13) COMPLIANCE WITH LAWS – Vendor warrants that in performance of a Purchase Order it has complied or will comply with all applicable federal, state and local laws, rules and regulations, including without limitation the Walsh-Healy Public Contracts Act (41 U.S.C. §§35-45) (if a Purchase Order is for an amount exceeding $10,000 and is otherwise subject to the Walsh-Healey Public Contracts Act); Section 202, Executive Order 11246, as amended by Executive Order 11375, 41 C.F.R. Part 60-1; Section 503 of the Rehabilitation Act of 1973, 20 C.F.R. §§41.3, 741.4; and the Vietnam Era Veterans Readjustment Assistance Act of 1974, 41 C.F.R. Part 50-250. In accordance with Executive Order 12549 (Debarment and Suspension), by entering into the Agreement, Vendor certifies, that neither it nor its principals is presently debarred, suspended, proposed for debarment, declared ineligible, or voluntarily excluded from participation in this transaction by any Federal department or agency. Where Vendor is unable to certify to any of the statements in this certification, it shall provide a written explanation to Purchaser. If Vendor provides export controlled products, technology and/or software (“Products”) to Purchaser, Vendor will provide Purchaser with a list of ECCNs (Export Control Classification Numbers) for such Products, as well as updates to such list when new Products are added. Vendor certifies (and will certify with respect to any updates) that it has (i) conducted proper classification analysis under the EAR or (ii) obtained Official Commodity Classifications (CCATS) from BIS. Additionally, if any Product is on the U.S.M.L., Vendor will provide Purchaser with the classification and will certify that it conducted proper ITAR analysis or obtained Jurisdiction Classifications Rulings from DDTC.
14) FIRE TESTING – Whenever required, all material used in the fabrication or installation of the goods supplied under a Purchase Order shall have been tested and approved by the Boston Fire Department. Such material must meet the standards set forth in the “Regulations Controlling Decorations, Furnishings, and Interior Finish,” as most recently revised. Vendor will submit a copy of the Certificate of Compliance with such regulations, issued by the Boston Fire Department, to the buyer responsible for the relevant Purchase Order (at the purchasing department listed on the face of the Purchase Order) prior to delivery or no later than ten (10) days after the receipt of the certificate from the Boston Fire Department, whichever date is earlier.
15) PUBLICITY – Vendor shall not use or register the name “Boston University” (alone or as part of another name) or any logos, seals, insignia or other words, names, symbols or devices that identify Purchaser or any Purchaser school, unit, division or affiliate (“BU Names”) for any purpose except with the prior written approval of, and in accordance with restrictions required by, Purchaser. Without limiting the foregoing, Vendor shall cease all use of BU Names on the termination or expiration of this Agreement except as otherwise approved by Purchaser.

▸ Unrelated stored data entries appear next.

PR #1490, opened 2020-11-16
Update README.md

bosd:
Default to python3 installation

### DIFF
--- a/README.md
+++ b/README.md
@@ -22,19 +22,19 @@ This is short overview of installation proces, for more see the ![bCNC installat
 This is how you install (or upgrade) bCNC along with all required packages.
 You can use any of these commands (you need only one):
 
-    pip2 install --upgrade bCNC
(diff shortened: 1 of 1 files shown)


Harvie:
Thank you. Can you please update wiki a well? you should have access to it.

bosd:
I actually updated the wiki before I edited this file. :)

However some pictures in the wiki might need an update. I am not a windows user, but will try to find some time to update those.

As a new user I had some trouble with tkinter. Preferably I would like to have a warning from pypi when this requirement is not installed. Following up with instructions how to install it on the distro.


For further migration to python3, some code changes may be desired. Generally it is better to have python3 as default and Python 2 as a fallback.
(Now it is the other way around) This will make the phase out of Python 2 in the future easier.

Harvie:
> Generally it is better to have python3 as default and Python 2 as a fallback.

Agreed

16) MISCELLANEOUS – This Agreement, and all rights and obligations of the parties, whether arising under this Agreement or otherwise, shall be governed by and construed in accordance with the laws of the Commonwealth of Massachusetts, without giving effect to its principles of conflict of laws. The sole and exclusive jurisdiction for resolution of any disputes between the parties shall be in the state and federal courts located in Boston, MA, and each of the parties hereby submits to the jurisdiction of such courts.